● **What needs to be done**
Please copy every line from the records below that contains the string "Errorf".

Saved data entries

PR #1631, opened 2026-09-13
Glutton Benchmarking Enhancements

maxsmythe:
Benchmarking: multi-actor glutton VUs, live window, resume retries, client-side latency
    
    Glutton actors per VU. Each VU creates --actors-per-user actors on
    startup and cycles through them round-robin, so one goroutine can drive
    many mostly-idle actors. runner.py forwards the flag to boomer-glutton.
    A crashed actor stays crashed for the run (ateapi never rehabilitates
    it), so it is marked on the first Aborted "crashed" error, skipped from
    then on, and counted in a CrashCount stat.
    
    Live window. --min/--max-live-time (default 0-0) set how long an actor
    stays resumed between its first ping and the suspend. Up to
    --max-pings-per-wake pings (default 1) run inside it, spaced 0.2-1.0s
    apart. The wait window (--min/--max-wait-time) remains the gap between
    one actor's suspend and the VU's next resume, and every return path
    sleeps it, so a failing startUser, resume, or crashed actor does not
    spin on boomer's zero-delay re-entry. With the defaults the cycle is
    resume, ping, suspend, wait: the same shape as before.
    
    Resume retries. ResumeActor retries ateapi's transient "concurrent
    update conflict" Aborted up to five times with a 50ms backoff, inside
    the timed call, so the conflict no longer shows up as a failure.
    
    Client-side latency. Every gRPC row in the locust stats now reports
    client wall clock, which covers retries, queueing, and the network. The
    server's elapsed-time trailer stays on the trace span only.
    
    Worker robustness. The router HTTP client keeps up to 10000 idle
    connections per host so each VU reuses its connection across wakes. A
    failed dynconfig fetch after the first successful one keeps the last
    fetched values instead of exiting the worker.
    
    Orchestrator. util.run logs the duration of each shell command.

- [ ] Tests pass

### DIFF
--- a/internal/benchmarking/boomer/dynconfig/dynconfig.go
+++ b/internal/benchmarking/boomer/dynconfig/dynconfig.go
@@ -47,8 +47,10 @@ const (
 // Config is the dynamic-mutable subset of boomer's behavior. Holder swaps
 // it atomically so task goroutines read a consistent snapshot.
 type Config struct {
-	MinWait          time.Duration
-	MaxWait          time.Duration
+	MinWait          time.Duration // gap between one actor's suspend and the VU's next resume, lower bound
+	MaxWait          time.Duration // upper bound of the same gap
+	MinLive          time.Duration // time a GluttonUser actor stays resumed between its first ping and suspend, lower bound
+	MaxLive          time.Duration // upper bound of the live window; zero (the default) suspends right after the ping
 	TraceProbability float64
 	DurDirFileSize   int64  // bytes
 	ResumeMode       string // ResumeModeExplicit | ResumeModeImplicit
@@ -57,6 +59,7 @@ type Config struct {
 	MemTarget        string // resident RAM the GluttonUser fills via WriteRAM, suffixed (e.g. "2Gi"); "" disables
 	MemChurn         string // RAM re-randomized in place each cycle via WriteRAM rotate, suffixed (e.g. "64Mi"); "" disables
 	MemRead          string // RAM walked (one byte per page) via ReadRAM after each resume, suffixed (e.g. "1Gi") or "all"; "" disables
+	MaxPingsPerWake  int    // cap on pings a GluttonUser sends during one resume/suspend cycle; values < 1 read as 1
 }
 
 // Holder lets readers Load() the current Config and writers Store() a new
@@ -90,6 +93,8 @@ type payload struct {
 	TraceProbability *float64 `json:"trace_probability"`
 	MinWaitTime      *float64 `json:"min_wait_time"`
 	MaxWaitTime      *float64 `json:"max_wait_time"`
+	MinLiveTime      *float64 `json:"min_live_time"`
+	MaxLiveTime      *float64 `json:"max_live_time"`
 	DurDirFileSize   *float64 `json:"durdir_file_size_bytes"`
 	ResumeMode       *string  `json:"resume_mode"`
 	DurDirReadMode   *string  `json:"durdir_read_mode"`
@@ -97,6 +102,7 @@ type payload struct {
 	MemTarget        *string  `json:"mem_target"`
 	MemChurn         *string  `json:"mem_churn"`
 	MemRead          *string  `json:"mem_read"`
+	MaxPingsPerWake  *float64 `json:"max_pings_per_wake"`
 }
 
 // Parse decodes a JSON blob (typically from a CLI flag) and merges its
@@ -154,6 +160,15 @@ func (c Config) Validate() error {
 	if c.MaxWait < c.MinWait {
 		return fmt.Errorf("max_wait_time (%v) cannot be less than min_wait_time (%v)", c.MaxWait, c.MinWait)
 	}
+	if c.MinLive < 0 {
+		return fmt.Errorf("min_live_time cannot be negative: %v", c.MinLive)
+	}
+	if c.MaxLive < 0 {
+		return fmt.Errorf("max_live_time cannot be negative: %v", c.MaxLive)
+	}
+	if c.MaxLive < c.MinLive {
+		return fmt.Errorf("max_live_time (%v) cannot be less than min_live_time (%v)", c.MaxLive, c.MinLive)
+	}
 	if c.TraceProbability < 0 || c.TraceProbability > 1 {
 		return fmt.Errorf("trace_probability must be between 0.0 and 1.0, got: %f", c.TraceProbability)
 	}
@@ -169,6 +184,9 @@ func (c Config) Validate() error {
 	if c.DurDirReadMode != "" && c.DurDirReadMode != ReadModeData && c.DurDirReadMode != ReadModeDigest {
 		return fmt.Errorf("invalid durdir_read_mode %q: must be %q or %q", c.DurDirReadMode, ReadModeData, ReadModeDigest)
 	}
+	// MaxPingsPerWake < 1 is treated as 1 at read time (see iterate() in
+	// glutton/lifecycle.go), so Config's zero value stays usable — no
+	// validate rejection here.
 	// MemTarget, MemChurn, and MemRead are passed to glutton verbatim
 	// (MemRead's "all" excepted, which the driver maps to an empty
 	// whole-array walk), which owns the parse; invalid values fail loudly
@@ -190,6 +208,12 @@ func (p payload) merge(current Config) Config {
 	if p.MaxWaitTime != nil {
 		out.MaxWait = time.Duration(*p.MaxWaitTime * float64(time.Second))
 	}
+	if p.MinLiveTime != nil {
+		out.MinLive = time.Duration(*p.MinLiveTime * float64(time.Second))
+	}
+	if p.MaxLiveTime != nil {
+		out.MaxLive = time.Duration(*p.MaxLiveTime * float64(time.Second))
+	}
 	if p.DurDirFileSize != nil {
 		out.DurDirFileSize = int64(*p.DurDirFileSize)
 	}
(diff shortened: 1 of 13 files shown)


internal/benchmarking/boomer/glutton/lifecycle.go
```diff
@@ -215,26 +338,69 @@ func (u *gluttonUser) create(ctx context.Context) error {
...
+			backoff = resumeMaxBackoff
+		}
+		return lastErr
 	})
 	if err != nil {
+		// ateapi reports a crashed actor as codes.Aborted with "crashed" in
+		// the message (see workflow_resume.go). Mark the user so iterate()
+		// stops touching it, and surface a CrashCount tick so operators can
+		// see the crash total in the locust stats table.
+		if s, ok := status.FromError(err); ok && s.Code() == codes.Aborted && strings.Contains(s.Message(), "crashed") {
```
sairajp-rewind, line 385: Can we make this a bit more robust? This part classifies every ResumeActor failure.  Could we check the state directly instead: on any resume failure, GetActor and test Status.State == ACTOR_STATE_CRASHED? One extra RPC on an already-failing path, and it survives changes to ateapi's error text.

internal/benchmarking/boomer/dynconfig/dynconfig.go
```diff
@@ -272,49 +299,58 @@ func StartPoll(
...
+// sends a spawn message for every ramp step, so a long ramp fetches once per
+// second. `onError` is invoked when a fetch fails, with `fetched` true if an
+// earlier spawn fetch succeeded: the holder then still has a value from the
+// master, and the caller can keep running on it. With `fetched` false the
+// worker has only its command-line defaults, and callers typically exit.
 // Returns an error if the event subscription itself fails (handler signature
 // mismatch), which is a programmer error and should be treated as fatal too.
-func SubscribeSpawn(url string, holder *Holder, sampler ProbabilityUpdater, fetchTimeout time.Duration, onError func(error)) error {
+func SubscribeSpawn(url string, holder *Holder, sampler ProbabilityUpdater, fetchTimeout time.Duration, onError func(err error, fetched bool)) error {
+	var fetched atomic.Bool
```
sairajp-rewind, line 340: fetched only records spawn-path successes, but StartPoll writes to the same Holder. If a poll lands first and the first spawn fetch then fails, we exit at saying the worker has only its command-line defaults — when it actually has the master's values. Could this bit live on the Holder instead, so either fetcher sets it?

internal/benchmarking/boomer/glutton/lifecycle.go
```diff
@@ -150,41 +230,84 @@ func (r *taskRuntime) startUser(ctx context.Context) (*gluttonUser, error) {
 func (r *taskRuntime) shutdown(ctx context.Context) {
 	r.users.Range(func(_, val any) bool {
 		u := val.(*gluttonUser)
-		if u.actorRunning {
-			u.suspend(ctx)
+		for _, a := range u.actors {
+			if a.actorRunning {
+				a.suspend(ctx)
+			}
+			a.delete(ctx)
```
sairajp-rewind, line 241: This is linear on both ends, VUs one at a time, actors within each VU one at a time. With --actors-per-user that's #VUs × N × 2 RPCs against the fixed 60s budget in boomer-worker/main.go (and runner.py hard-kills at 90s). The actors we don't delete keep holding workers. Could we fan out over actors with bounded concurrency, and scale the timeout with the actor count?

internal/benchmarking/boomer/glutton/lifecycle.go
```diff
@@ -215,26 +338,69 @@ func (u *gluttonUser) create(ctx context.Context) error {
...
+		var backoff time.Duration // 0 → first retry runs immediately
+		var lastErr error
+		for range resumeMaxAttempts {
+			_, lastErr = u.cfg.APIStub.ResumeActor(callCtx, &ateapipb.ResumeActorRequest{
+				Actor: u.ref(),
+			}, grpc.Trailer(tr))
+			if lastErr == nil {
+				return nil
+			}
+			if !isConcurrentUpdateConflict(lastErr) {
```
sairajp-rewind, line 365: ateapi already retries these server-side (ensureWorkerAssigned runs a 12-step backoff capped at ~3s (workflow_resume.go)) before it surfaces Aborted at all. So by the time we see a conflict here that budget is already spent, and retrying up to 5 more times inside the timed call can stack ~15s into a single ResumeActor sample. 
Won't that bloat the latency we're trying to measure? Should the retried resumes be reported separately, so the conflict cost stays visible instead of folding into p99?

internal/benchmarking/boomer/glutton/lifecycle.go
```diff
@@ -215,26 +338,69 @@ func (u *gluttonUser) create(ctx context.Context) error {
...
+				return lastErr
+			}
+			if backoff > 0 {
+				select {
+				case <-time.After(backoff):
```
sairajp-rewind: Should we jitter this? It's a flat 50ms for every attempt, so VUs contending on the same worker retry in lockstep rather than spreading out.

internal/benchmarking/boomer/glutton/lifecycle.go
```diff
@@ -215,26 +338,69 @@ func (u *gluttonUser) create(ctx context.Context) error {
...
+		return lastErr
 	})
 	if err != nil {
+		// ateapi reports a crashed actor as codes.Aborted with "crashed" in
+		// the message (see workflow_resume.go). Mark the user so iterate()
+		// stops touching it, and surface a CrashCount tick so operators can
+		// see the crash total in the locust stats table.
+		if s, ok := status.FromError(err); ok && s.Code() == codes.Aborted && strings.Contains(s.Message(), "crashed") {
+			u.crashed = true
+			bmetrics.RecordFailure("actor", "CrashCount", userClass, 0, "actor entered ACTOR_STATE_CRASHED")
```
sairajp-rewind, line 387: tracedCall has already recorded this error as a ResumeActor failure by the time we get here, so a crash reports twice — once as the RPC failure, once as CrashCount.

internal/benchmarking/boomer/dynconfig/dynconfig.go
maxsmythe: Not sure there is a clear best answer to this question.

In the case of a headless run, the flags are pre-provided and what you are saying makes sense.

In the case of a UI-driven run, the worker will be live long before the test parameters are provided, so SubscribeSpawn() is the only way to ensure the intended values are set.

In the case of a run where the values change over time (A second run from a UI-driven run, or a non-standard load shape), then these values may change over time and the test should fail because the parameters are inaccurate.

I don't think there is a "best" behavior.

The main thing I want to avoid is an un-impactful, transient error causing a long test run to fail.

Probably the best thing to do is to eventually revisit dynamic config (which needs overhauling anyway just to avoid proliferation of parameters), and try to find a more holistic approach (e.g. some way of identifying if a config is stale).

In the interim, this minimizes the risk of starting a test with a stale config while avoiding unnecessary crashes (with known edge cases).

internal/benchmarking/boomer/glutton/lifecycle.go
maxsmythe: There is a more fundamental issue here -- shutdown is actually never called until the process is literally torn down. We cannot solve that issue until boomer is modified to support the concept of a user.

The original code also had this edge case (you could hit the same problem by creating large numbers of users, this just decouples actor count from user count slightly).

For truly large tests (which are run by benchmarking/automation), the leak is harmless because substrate is torn down between each test.

Finally, trying to be "smart" and guess a timeout is probably not a great idea, since scaling depends on specific hardware. General pattern is to let users define a custom timeout, which would be beyond the scope of this PR (but not a bad idea).

internal/benchmarking/boomer/glutton/lifecycle.go
maxsmythe: I don't think this is true? Usually this points to an error resulting from write conflicts due to conflicting writes from different callers, meaning this caller is acting on stale state and it's up to caller to retry (drawing this from an K8s `resourceVersion` analogy).

https://github.com/agent-substrate/substrate/blob/94f2285f923f25e9ebd5fae47fbfe58af77fc788/cmd/ateapi/internal/controlapi/actor.go#L344-L357

internal/benchmarking/boomer/glutton/lifecycle.go
maxsmythe: Makes sense. I debated to jitter or not to jitter, but generally better to jitter. Only argument against it is that generally concurrent update conflicts are not about a rush of requests happening in lockstep, but different systems trying to update the same value at the same time. One request will always win, then the remaining systems (N - 1 of them) retry until all systems have succeeded, whereas jitter is usually about retry storms.

No harm in adding a bit of jitter though.

internal/benchmarking/boomer/glutton/lifecycle.go
maxsmythe: That is fine. The idea is to figure out how many actors have been removed from the roster.

internal/benchmarking/boomer/glutton/lifecycle.go
maxsmythe: Unfortunately I don't think we can without a change to ATE API.

"Aborted" state covers happy-path errors too, like "concurrent update conflict". We would not be calling this on just crashed actors, we would be calling it for ALL request failures, which could cause write amplification problems.

Ideally there would be some kind of stable error identifier that could be used to programatically identify a crashed actor (hey @juli4n LMK what you think about error classification) .

Another option could be to use a constant, but there is string substitution here.

Searching for "crashed" in the string is the least-bad option.

internal/benchmarking/boomer/glutton/lifecycle.go
maxsmythe: Added jitter

sairajp-rewind:
lgtm

sairajp-rewind (approved):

● **Answer space**
 		return fmt.Errorf("max_wait_time (%v) cannot be less than min_wait_time (%v)", c.MaxWait, c.MinWait)
+		return fmt.Errorf("min_live_time cannot be negative: %v", c.MinLive)
+		return fmt.Errorf("max_live_time cannot be negative: %v", c.MaxLive)
+		return fmt.Errorf("max_live_time (%v) cannot be less than min_live_time (%v)", c.MaxLive, c.MinLive)
 		return fmt.Errorf("trace_probability must be between 0.0 and 1.0, got: %f", c.TraceProbability)
 		return fmt.Errorf("invalid durdir_read_mode %q: must be %q or %q", c.DurDirReadMode, ReadModeData, ReadModeDigest)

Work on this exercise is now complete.